**EXERCISE PROMPT**
Would you copy out exactly the lines of the listing below, beginning with the one that contains "response in middleware" and ending with the last?

*** PROVIDED DATA Section Begins ***

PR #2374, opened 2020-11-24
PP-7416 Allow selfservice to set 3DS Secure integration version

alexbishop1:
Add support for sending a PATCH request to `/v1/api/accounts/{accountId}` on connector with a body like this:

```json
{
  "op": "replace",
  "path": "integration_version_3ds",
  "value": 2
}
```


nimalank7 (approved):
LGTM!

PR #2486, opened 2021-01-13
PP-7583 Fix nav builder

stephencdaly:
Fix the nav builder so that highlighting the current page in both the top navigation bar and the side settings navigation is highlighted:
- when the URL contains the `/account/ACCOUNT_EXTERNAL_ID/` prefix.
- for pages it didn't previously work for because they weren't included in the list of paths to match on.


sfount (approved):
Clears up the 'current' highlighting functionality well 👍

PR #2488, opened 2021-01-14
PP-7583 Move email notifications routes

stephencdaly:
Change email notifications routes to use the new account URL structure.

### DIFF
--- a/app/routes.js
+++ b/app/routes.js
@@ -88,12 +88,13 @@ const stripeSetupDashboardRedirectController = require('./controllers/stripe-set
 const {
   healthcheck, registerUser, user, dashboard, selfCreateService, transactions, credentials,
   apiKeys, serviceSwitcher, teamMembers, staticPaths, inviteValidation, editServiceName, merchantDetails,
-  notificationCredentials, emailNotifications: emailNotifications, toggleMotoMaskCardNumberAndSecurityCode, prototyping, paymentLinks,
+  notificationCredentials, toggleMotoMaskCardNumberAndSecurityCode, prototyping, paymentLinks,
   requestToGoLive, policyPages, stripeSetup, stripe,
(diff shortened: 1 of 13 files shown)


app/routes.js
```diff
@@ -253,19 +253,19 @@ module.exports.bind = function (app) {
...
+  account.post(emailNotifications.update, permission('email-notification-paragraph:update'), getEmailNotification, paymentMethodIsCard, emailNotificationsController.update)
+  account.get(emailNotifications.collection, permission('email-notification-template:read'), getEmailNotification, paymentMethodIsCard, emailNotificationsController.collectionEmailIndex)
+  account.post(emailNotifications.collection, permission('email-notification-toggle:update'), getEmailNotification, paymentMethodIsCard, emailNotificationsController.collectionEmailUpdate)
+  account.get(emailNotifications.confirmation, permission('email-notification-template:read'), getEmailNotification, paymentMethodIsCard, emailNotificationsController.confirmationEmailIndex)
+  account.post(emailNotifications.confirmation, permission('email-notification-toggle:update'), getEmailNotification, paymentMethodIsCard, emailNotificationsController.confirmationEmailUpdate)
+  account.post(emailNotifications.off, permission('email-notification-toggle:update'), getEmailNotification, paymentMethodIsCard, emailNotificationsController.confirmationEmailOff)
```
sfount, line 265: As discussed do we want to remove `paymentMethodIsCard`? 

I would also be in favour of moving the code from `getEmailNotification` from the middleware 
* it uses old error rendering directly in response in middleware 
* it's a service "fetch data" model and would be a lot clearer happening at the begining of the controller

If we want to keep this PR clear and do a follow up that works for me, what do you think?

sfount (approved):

*** PROVIDED DATA Section Ends ***

**RESULT BELOW**
* it uses old error rendering directly in response in middleware 
* it's a service "fetch data" model and would be a lot clearer happening at the begining of the controller

If we want to keep this PR clear and do a follow up that works for me, what do you think?

sfount (approved):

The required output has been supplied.